* [EXERCISE DETAILS]
Lift out all lines below that contain "function".
==== THE DATA
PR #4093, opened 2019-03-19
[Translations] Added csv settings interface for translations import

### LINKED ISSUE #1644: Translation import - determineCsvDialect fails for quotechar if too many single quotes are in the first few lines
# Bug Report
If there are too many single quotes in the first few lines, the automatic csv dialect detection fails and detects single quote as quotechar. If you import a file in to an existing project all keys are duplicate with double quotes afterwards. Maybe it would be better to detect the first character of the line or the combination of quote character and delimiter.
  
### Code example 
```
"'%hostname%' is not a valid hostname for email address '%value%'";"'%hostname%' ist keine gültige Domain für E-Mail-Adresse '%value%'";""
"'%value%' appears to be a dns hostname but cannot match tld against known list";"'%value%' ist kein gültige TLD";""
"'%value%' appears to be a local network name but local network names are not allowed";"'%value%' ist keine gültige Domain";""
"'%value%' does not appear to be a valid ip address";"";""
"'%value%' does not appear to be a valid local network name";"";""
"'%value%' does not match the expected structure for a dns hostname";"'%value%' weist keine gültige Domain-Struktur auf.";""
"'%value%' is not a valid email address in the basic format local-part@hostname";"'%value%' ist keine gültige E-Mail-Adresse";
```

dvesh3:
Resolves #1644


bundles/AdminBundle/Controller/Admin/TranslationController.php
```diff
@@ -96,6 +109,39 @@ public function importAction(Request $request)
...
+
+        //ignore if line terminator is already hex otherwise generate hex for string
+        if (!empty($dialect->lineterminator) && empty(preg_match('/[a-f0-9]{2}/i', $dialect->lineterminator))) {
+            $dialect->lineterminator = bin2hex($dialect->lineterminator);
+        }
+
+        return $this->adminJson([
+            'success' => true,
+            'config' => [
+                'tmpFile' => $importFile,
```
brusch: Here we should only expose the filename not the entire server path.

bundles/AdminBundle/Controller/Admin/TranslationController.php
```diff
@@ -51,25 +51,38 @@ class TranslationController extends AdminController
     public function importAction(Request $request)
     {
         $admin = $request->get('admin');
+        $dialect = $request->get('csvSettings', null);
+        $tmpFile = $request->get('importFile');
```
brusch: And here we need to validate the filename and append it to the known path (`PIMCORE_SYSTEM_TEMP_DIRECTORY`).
========
* [ANSWER BOX]
@@ -96,6 +109,39 @@ public function importAction(Request $request)
     public function importAction(Request $request)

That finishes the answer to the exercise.